Stored items from a collection:
PR #39, opened 2015-06-30
Ignore build queue unit test

christ66:
Currently this unit test has a race condition when performing a release and is currently preventing a new release. Unit tests work when running with `mvn test`, and `mvn install`, however fail consistently when a release is performed.

@reviewbybees

### DIFF
--- a/src/test/java/com/cloudbees/jenkins/support/impl/BuildQueueTest.java
+++ b/src/test/java/com/cloudbees/jenkins/support/impl/BuildQueueTest.java
@@ -30,6 +30,7 @@ import hudson.model.FreeStyleBuild;
 import hudson.model.FreeStyleProject;
 import hudson.model.labels.LabelAtom;
 import hudson.model.queue.QueueTaskFuture;
+import org.junit.Ignore;
 import org.junit.Rule;
 import org.junit.Test;
 import org.jvnet.hudson.test.JenkinsRule;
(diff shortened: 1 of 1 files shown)


christ66:
@jglick noticed this first: https://github.com/jenkinsci/support-core-plugin/pull/14#discussion_r29801137.

src/test/java/com/cloudbees/jenkins/support/impl/BuildQueueTest.java
```diff
@@ -51,6 +52,7 @@
 public class BuildQueueTest {
   @Rule public JenkinsRule j = new JenkinsRule();
 
+  @Ignore
```
jtnord: always add a reason when you @Ignore
e.g. `@Ignore("Fails under release and I need to make one even though this test fails and is telling me something is broken, I think I know better");`

christ66: Ah, thanks! Adding comment.

jtnord:
:bug: on the lack of comment for @Ignore.
I would like to see the failure commented somewhere (either in this PR or a gist link).

If there is a race condition would it not be better to fix the code that causes it or fix the unit test?  This test presumably has been working before now, and as such the fact that something is failing should be a blocker for release.

stephenc:
I suspect the race condition will be resolved once core is 1.607+

stephenc:
:bug: for `@Ignore` without comment

stephenc:
:bee:

stephenc:
would be even better if you had a `// TODO enable once Jenkins 1.607+` but I'll not hold up for that request

oleg-nenashev:
:bee:

jtnord:
:bee:

PR #41, opened 2015-10-01
Capture the full stacktrace for any deadlocked threads

stephenc:
Too often the actual cause of the deadlock is outside the first ThreadInfo.MAX_FRAMES (i.e. 8) thread frames.
When that happens the actual deadlock information is worse than useless.

This change uses the same formatter as the full thread dump which should result in more useful information

@reviewbybees


oleg-nenashev:
It's hard to review the code due to the method relocation.
BTW :bee:

michaelneale:
:bee:  pending tests passing, this is very much needed.

stephenc:
Not sure why that test failed, it was working for me...

oleg-nenashev:
:bee:

stephenc:
:bee: @reviewbybees done

PR #42, opened 2015-10-01
Add myself to developers list

christ66:
I would like to be added as a maintainer/developer to the support core plugin.


christ66:
@stephenc :smiley: ?

PR #45, opened 2015-11-10
[JENKINS-28216] Obtain slave logs using async callable.

christ66:
Previous implementation used a `Channel.call` which performs a synchronous callable. Instead we can use the `Channel.callAsync` in order to prevent the channel from blocking.

@reviewbybees

### DIFF
--- a/src/main/java/com/cloudbees/jenkins/support/impl/JenkinsLogs.java
+++ b/src/main/java/com/cloudbees/jenkins/support/impl/JenkinsLogs.java
@@ -19,8 +19,9 @@ import hudson.logging.LogRecorder;
 import hudson.model.Computer;
 import hudson.model.Node;
 import hudson.model.PeriodicWork;
+import hudson.remoting.*;
 import hudson.remoting.Callable;
-import hudson.remoting.VirtualChannel;
+import hudson.remoting.Future;
 import hudson.security.Permission;
 import hudson.slaves.Cloud;
 import hudson.slaves.SlaveComputer;
@@ -45,11 +46,7 @@ import java.util.List;
 import java.util.ListIterator;
 import java.util.Map;
 import java.util.Set;
-import java.util.concurrent.ExecutionException;
-import java.util.concurrent.ExecutorService;
-import java.util.concurrent.Executors;
-import java.util.concurrent.TimeUnit;
-import java.util.concurrent.TimeoutException;
+import java.util.concurrent.*;
 import java.util.logging.Formatter;
 import java.util.logging.Handler;
 import java.util.logging.Level;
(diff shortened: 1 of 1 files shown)


stephenc:
:bee: AIUI

src/main/java/com/cloudbees/jenkins/support/impl/JenkinsLogs.java
```diff
@@ -112,9 +109,18 @@ protected void printTo(PrintWriter out) throws IOException {
                                     out.println("N/A");
                                 } else {
                                     try {
-                                        List<LogRecord> records = needHack
-                                                ? SlaveLogFetcher.getLogRecords(computer)
-                                                : computer.getLogRecords();
+                                        List<LogRecord> records = null;
+                                        if (needHack) {
+                                            if (computer.getChannel() != null) {
```
jtnord: and if we have a computer without a channel - no logging?

src/main/java/com/cloudbees/jenkins/support/impl/JenkinsLogs.java
```diff
@@ -112,9 +109,18 @@ protected void printTo(PrintWriter out) throws IOException {
...
+                                                Future<List<LogRecord>> future = SlaveLogFetcher.getLogRecords(computer.getChannel());
+                                                records = future.get(REMOTE_OPERATION_TIMEOUT_MS, TimeUnit.MILLISECONDS);
+                                            }
+                                        }
+
+                                        if (records == null) {
```
jtnord: so recorderd could be null as the computer has no channel - so this will now be called - whereas before it was not.  
I can;t tell if this is intentional or not.

src/main/java/com/cloudbees/jenkins/support/impl/JenkinsLogs.java
stephenc: :bug: race condition here... the channel could go null before the next line, you need to capture it in a local variable before the null check

stephenc:
:bug: NPE if the slave goes off-line during the bundle capture

src/main/java/com/cloudbees/jenkins/support/impl/JenkinsLogs.java
christ66: Correct. The initial intention with this line was to "guard" against the potential that channel _could_ be null in which case the log records won't exist. It will then try to make an attempt to grab the `computer` version of `getLogRecords` which from what I can see does not return null, but an empty list. If needed I can write the for-loop in the same way as the initial implementation.

christ66:
@stephenc @jtnord fixed the NPE issue.

stephenc:
:bee:

src/main/java/com/cloudbees/jenkins/support/impl/JenkinsLogs.java
```diff
@@ -458,6 +465,15 @@ public static boolean isRequired() {
             }
         }
 
+        public static Future<List<LogRecord>> getLogRecords(@NonNull VirtualChannel channel) throws IOException {
+            return channel.callAsync(new SlaveLogFetcher());
```
kzantow: Does this make some ThreadLocal data available based on the VirtualChannel ?

jtnord:
:bee:

src/main/java/com/cloudbees/jenkins/support/impl/JenkinsLogs.java
christ66: Some data is: https://github.com/jenkinsci/remoting/blob/master/src/main/java/hudson/remoting/Channel.java#L157.

christ66:
@reviewbybees done.

PR #46, opened 2015-11-10
[JENKINS-31365] Display blocked + waiting time per thread.

christ66:
[JENKINS-31365](https://issues.jenkins-ci.org/browse/JENKINS-31365)

This PR adds to the thread-dump.txt file the blocked time + waiting time for each thread. In order for us to calculate this time we need to enable `ThreadContentionMonitoring` on the instance, so once the plugin is started, it will enable this and any _new_ threads will provide the contention information.

Example output:

``` java
"Computer.threadPoolForRemoting [#2]" id=80 (0x50) state=TIMED_WAITING cpu=68% time=13972ms
    - waiting on <0x49bd11ee> (a java.util.concurrent.SynchronousQueue$TransferStack)
    - locked <0x49bd11ee> (a java.util.concurrent.SynchronousQueue$TransferStack)
    at sun.misc.Unsafe.park(Native Method)
    at java.util.concurrent.locks.LockSupport.parkNanos(LockSupport.java:215)
    at java.util.concurrent.SynchronousQueue$TransferStack.awaitFulfill(SynchronousQueue.java:460)
    at java.util.concurrent.SynchronousQueue$TransferStack.transfer(SynchronousQueue.java:362)
    at java.util.concurrent.SynchronousQueue.poll(SynchronousQueue.java:941)
    at java.util.concurrent.ThreadPoolExecutor.getTask(ThreadPoolExecutor.java:1066)
    at java.util.concurrent.ThreadPoolExecutor.runWorker(ThreadPoolExecutor.java:1127)
    at java.util.concurrent.ThreadPoolExecutor$Worker.run(ThreadPoolExecutor.java:617)
```

@reviewbybees @jtnord

### DIFF
--- a/src/main/java/com/cloudbees/jenkins/support/impl/ThreadDumps.java
+++ b/src/main/java/com/cloudbees/jenkins/support/impl/ThreadDumps.java
@@ -273,12 +273,16 @@ public class ThreadDumps extends Component {
             x.printStackTrace(writer);
             cpuPercentage = 0;
         }
-        writer.printf("\"%s\" id=%d (0x%x) state=%s cpu=%d%%",
+
+        long time = t.getBlockedTime() + t.getWaitedTime();
+
+        writer.printf("\"%s\" id=%d (0x%x) state=%s cpu=%d%% time=%dms",
                 t.getThreadName(),
                 t.getThreadId(),
                 t.getThreadId(),
                 t.getThreadState(),
-                cpuPercentage);
+                cpuPercentage,
+                time);
         final LockInfo lock = t.getLockInfo();
         if (lock != null && t.getThreadState() != Thread.State.BLOCKED) {
             writer.printf("\n    - waiting on <0x%08x> (a %s)",
--- a/src/main/java/com/cloudbees/jenkins/support/SupportPlugin.java
+++ b/src/main/java/com/cloudbees/jenkins/support/SupportPlugin.java
@@ -74,6 +74,8 @@ import java.io.IOException;
 import java.io.OutputStream;
 import java.io.PrintWriter;
 import java.io.StringWriter;
+import java.lang.management.ManagementFactory;
+import java.lang.management.ThreadMXBean;
 import java.text.MessageFormat;
 import java.text.SimpleDateFormat;
 import java.util.ArrayList;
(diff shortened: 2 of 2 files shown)


src/main/java/com/cloudbees/jenkins/support/impl/ThreadDumps.java
```diff
@@ -273,12 +273,16 @@ public static void printThreadInfo(PrintWriter writer, ThreadInfo t, ThreadMXBea
             x.printStackTrace(writer);
             cpuPercentage = 0;
         }
-        writer.printf("\"%s\" id=%d (0x%x) state=%s cpu=%d%%",
+
+        long time = t.getBlockedTime() + t.getWaitedTime();
```
stephenc: what happens if thread contention monitoring is not supported?

jtnord: this value is pretty useless.   Object.wait() will show up here - and that is a normal thing.  Now being blocked is abnormal and is what we really want to know - ie how much time was spent when this thread should have run but could not due to contention.

src/main/java/com/cloudbees/jenkins/support/impl/ThreadDumps.java
```diff
@@ -273,12 +273,16 @@ public static void printThreadInfo(PrintWriter writer, ThreadInfo t, ThreadMXBea
...
+
+        writer.printf("\"%s\" id=%d (0x%x) state=%s cpu=%d%% time=%dms",
                 t.getThreadName(),
                 t.getThreadId(),
                 t.getThreadId(),
                 t.getThreadState(),
-                cpuPercentage);
+                cpuPercentage,
```
jtnord: cpuPercentage is a useless metric - it is the metric of `(now - t1)/uptime)` where `t1` is the time at which the thread was started (so all threads started with Jenkins will show as 100%, even if they have been completely idle for the whole period.

jtnord:
:bug: as these metrics are as much use as a chocolate fireguard for any meaningful analysis.

batmat:
@christ66 do you plan to address the comments, or should we finally close this?

stephenc:
@batmat given @chist66 has not responded in 4 months, perhaps we should just close

jglick:
I am not familiar with the details here, but since the reporter of the issue does not agree with the approach taken I think it is safe to close.

PR #47, opened 2015-11-11
[JENKINS-30117] Support bundle blocks with lots of data

christ66:
The format method should be thread safe as it could be invoked from
multiple threads. Instead of using a MessageFormatter which is not thread safe we
use the FastDateFormatter, and a StringBuffer both of which are thread
safe.

@reviewbybees

### DIFF
--- a/src/main/java/com/cloudbees/jenkins/support/SupportLogFormatter.java
+++ b/src/main/java/com/cloudbees/jenkins/support/SupportLogFormatter.java
@@ -48,12 +48,11 @@ public class SupportLogFormatter extends Formatter {
             justification = "The exception wasn't thrown on our stack frame"
     )
     public String format(LogRecord record) {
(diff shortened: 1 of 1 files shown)


oleg-nenashev:
:ant: <code>StringBuffer</code> is not required here from what I see. You use it in a method internally => it operates within one thread => It makes sense to replace it to <code>StringBuilder</code> for the sake of the better performance.

rsandell:
:bee:

christ66:
@oleg-nenashev I think you're right. It should be using `StringBuilder`.

christ66:
@oleg-nenashev fixed.

stephenc:
:bee:

oleg-nenashev:
:bee:

jtnord:
:bee:

PR #49, opened 2015-12-16
Minor fixes/improvements in the plugin build

aheritier:


aheritier:
@reviewbybees cc @christ66  @stephenc

pom.xml
```diff
@@ -76,6 +76,7 @@
     <project.build.outputEncoding>UTF-8</project.build.outputEncoding>
     <project.build.sourceEncoding>UTF-8</project.build.sourceEncoding>
     <maven.findbugs.failure.strict>true</maven.findbugs.failure.strict>
+    <maven-release-plugin.version>2.5.3</maven-release-plugin.version>
```
stephenc: This property anti-pattern must die IMHO

stephenc: As in, if it is used once and only once, don't use a property. Only use a property for cases where you have to keep at least two versions in sync *in the same pom*

aheritier: I completely disagree :-) Especially for such plugin properties. It allows to change the version of a plugin pre-defined in a parent pom with one line instead of 5 ?! For me the property is a way to make easily configurable stuffs using inheritance. It is also really useful for tests because locally you can just try another version of a plugin (or another config) with just a -DmyProperty=XXX

stephenc: @aheritier so you like that the pom in the tag and deployed to the repository is not actually the one that the plugin was built with?

All I need to do is remember how to quote for `mvn release:prepare release:perform -Darguments=-Dmaven-compiler-plugin.version=x.y` and now there is no record of the actual configuration that was built... way to go for reproducible builds

It's an anti-pattern... I'm not saying it doesn't have its uses... but I generally find that unless you have a very specific use case or a need to sync two or more versions in the same pom, use of a property causes more problems than the three extra lines of xml that it removes... plus it hides the convention of the pom with a convention of the project which hinders new developers

aheritier: It is always the same debate of "developers confort" vs "reproducibility/rules/.."

```
mvn release:prepare release:perform -Darguments=-Dmaven-compiler-plugin.version=x.y
```

You can always do many crappy stuffs even without this with `-Darguments=` :-)

I'm always supporting all efforts to enforce the quality of builds but it mustn't be again the maintainability and the developer efficiency. The root issue is that we don't publish the flat pom when we do a release ...

For me having a corporate/organisational pom to add some additional configurations/conventions is the way to go and it must be as possible extensible/configurable without being too verbose.

But I agree with you that we must follow as possible the default properties and settings which are known by maven users and plugins. For example in our parent pom ( https://github.com/jenkinsci/pom/blob/master/pom.xml#L586 ) hardcoding the java version at the compiler plugin level is a bad thing. We should override the default well known properties `maven.compiler.target` and `maven.compiler.source`.

oleg-nenashev:
:bee:

pom.xml
oleg-nenashev: I agree with @aheritier BTW. If a developer feels that version needs to be configurable, the approach is right

stephenc: Using the property *hides* the version change... I still am of the opinion that **where a version number is used is one place only** do not use a property

christ66:
@aheritier Should we merge this, or wait until https://github.com/jenkinsci/support-core-plugin/pull/53/files is finished and use that pom instead?

aheritier:
Let's close this one. It will be fixed by #53

PR #50, opened 2015-12-30
Add argument to increase max rotate log size.

christ66:
Sometimes it is necessary to increase the max log rotation size to maintain the history of logs for a few days. This allows you to keep a max rotation size to keep.

@reviewbybees


abayer:
:bee: LGTM

joshshinn:
:bee:

PR #52, opened 2016-01-13
[FIX JENKINS-32401] Record log levels

christ66:
Sometimes a logger could be causing performance issues because it is far too verbose. This will display which loggers are currently enabled, and what the log level is for each logger. 

@reviewbybees @daniel-beck


aheritier:
:bee:

daniel-beck:
:bee:

PR #100, opened 2017-01-05
[JENKINS-40613] Report a blocked Timer

jglick:
Would I think make problems like that which https://github.com/jenkinsci/workflow-durable-task-step-plugin/pull/23 purports to solve more immediately apparent.

@reviewbybees

PR #123, opened 2017-12-08
Fixing a ClassCastException

jglick:
Seems that diagnostics in #100 cause an error as of https://github.com/jenkinsci/jenkins/pull/2792; observed in a support bundle a `manifest/errors.txt`:

```
Could not attach 'nodes/master/thread-dump.txt' to support bundle
-----------------------------------------------------------------------

java.lang.ClassCastException: jenkins.security.ImpersonatingScheduledExecutorService cannot be cast to java.util.concurrent.ScheduledThreadPoolExecutor
	at com.cloudbees.jenkins.support.impl.ThreadDumps$1.writeTo(ThreadDumps.java:90)
	at com.cloudbees.jenkins.support.SupportPlugin.writeBundle(SupportPlugin.java:359)
	at com.cloudbees.jenkins.support.SupportPlugin.writeBundle(SupportPlugin.java:273)
	at com.cloudbees.jenkins.support.SupportPlugin$PeriodicWorkImpl$1.run(SupportPlugin.java:761)
```

@reviewbybees

### DIFF
--- a/src/main/java/com/cloudbees/jenkins/support/impl/ThreadDumps.java
+++ b/src/main/java/com/cloudbees/jenkins/support/impl/ThreadDumps.java
@@ -36,7 +36,6 @@ import java.util.Collections;
 import java.util.Map;
 import java.util.Set;
 import java.util.concurrent.ExecutionException;
-import java.util.concurrent.ScheduledThreadPoolExecutor;
 import java.util.concurrent.TimeUnit;
 import java.util.concurrent.TimeoutException;
 import java.util.logging.Level;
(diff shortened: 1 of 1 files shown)


jglick:
_Could_ attempt to restore the former diagnostics, by calling `InterceptingExecutorService.delegate` reflectively, but this seems like overkill. Any problem with the `Timer` thread pool is likely to be visible from the thread dump anyway. (If we let that be generated—due to this bug, `nodes/master/thread-dump.txt` is empty!)

jglick:
> using `instanceof` to keep the original diagnostics

Would only be useful in 2.50-; not worth bothering with.

PR #124, opened 2017-12-15
POM & baseline update

jglick:
According to [stats](http://stats.jenkins.io/pluginversions/support-core.html) there are almost no users on pre-2.60.x of 2.42 or newer versions, and that was released several weeks ago, so I think few people will be left behind.

@reviewbybees


jglick:
@reviewbybees done

PR #125, opened 2017-12-18
Never needed to refer to RoleChecker

jglick:
At least some of the incorrect usages seem to have been introduced in #53, and maybe people just copied it after that.

@reviewbybees

### DIFF
--- a/src/main/java/com/cloudbees/jenkins/support/AsyncResultCache.java
+++ b/src/main/java/com/cloudbees/jenkins/support/AsyncResultCache.java
@@ -26,14 +26,14 @@ public class AsyncResultCache<T> implements Runnable {
     private final Node node;
     private final String name;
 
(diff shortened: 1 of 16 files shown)


src/main/java/com/cloudbees/jenkins/support/AsyncResultCache.java
```diff
@@ -26,14 +26,14 @@
     private final Node node;
     private final String name;
 
-    public static <V, T extends java.lang.Throwable> V get(Node node, WeakHashMap<Node, V> cache, Callable<V,T> operation, String name, V defaultIfNull)
+    public static <V, T extends java.lang.Throwable> V get(Node node, WeakHashMap<Node, V> cache, /*MasterToSlave*/Callable<V,T> operation, String name, V defaultIfNull)
```
oleg-nenashev: Uh oh, maybe introducing a new API is reasonable in this case

jglick: Seems like overkill I think—there are no known external usages.

PR #129, opened 2018-01-05
Switch to RewindableFileOutputStream

jglick:
Picks up https://github.com/jenkinsci/jenkins/pull/2490. I saw a bundle whose `nodes/master/file-descriptors.txt` included a lot of entries like

    /var/lib/jenkins/support/cache/…/all_2017-…04.log

and maybe this is why.

@reviewbybees

### DIFF
--- a/src/main/java/com/cloudbees/jenkins/support/impl/JenkinsLogs.java
+++ b/src/main/java/com/cloudbees/jenkins/support/impl/JenkinsLogs.java
@@ -15,8 +15,8 @@ import hudson.logging.LogRecorder;
 import hudson.model.PeriodicWork;
 import hudson.security.Permission;
 import hudson.util.CopyOnWriteList;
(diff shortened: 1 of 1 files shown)


src/main/java/com/cloudbees/jenkins/support/impl/JenkinsLogs.java
```diff
@@ -15,8 +15,8 @@
 import hudson.model.PeriodicWork;
 import hudson.security.Permission;
 import hudson.util.CopyOnWriteList;
-import hudson.util.io.ReopenableFileOutputStream;
-import hudson.util.io.ReopenableRotatingFileOutputStream;
+import hudson.util.io.RewindableFileOutputStream;
```
batmat: OK, gotcha `ReopenableFileOutputStream` is actually deprecated.

PR #131, opened 2018-01-05
Sort thread dumps by name rather than ID

jglick:
Otherwise it is cumbersome to find threads of a particular kind, like all `Executor`s. The ID is still recorded in the file; this just changes the display order to something I think will be more helpful for humans.

@reviewbybees


src/main/java/com/cloudbees/jenkins/support/impl/ThreadDumps.java
```diff
@@ -240,8 +242,14 @@ public static void threadDumpModern(OutputStream out) throws UnsupportedEncoding
             threads = new ThreadInfo[0];
         }
 
-        for (int ti = threads.length - 1; ti >= 0; ti--) {
-            printThreadInfo(writer, threads[ti], mbean);
+        Arrays.sort(threads, new Comparator<ThreadInfo>() {
+            @Override
+            public int compare(ThreadInfo t1, ThreadInfo t2) {
+                return t1.getThreadName().compareTo(t2.getThreadName());
```
jglick: nicer in Java 8 BTW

- _ACTIVITY_: Which lines hold the string "issues"? Copy all of them from the data above.

- _FINAL ANSWER_:
[JENKINS-31365](https://issues.jenkins-ci.org/browse/JENKINS-31365)
Sometimes a logger could be causing performance issues because it is far too verbose. This will display which loggers are currently enabled, and what the log level is for each logger. 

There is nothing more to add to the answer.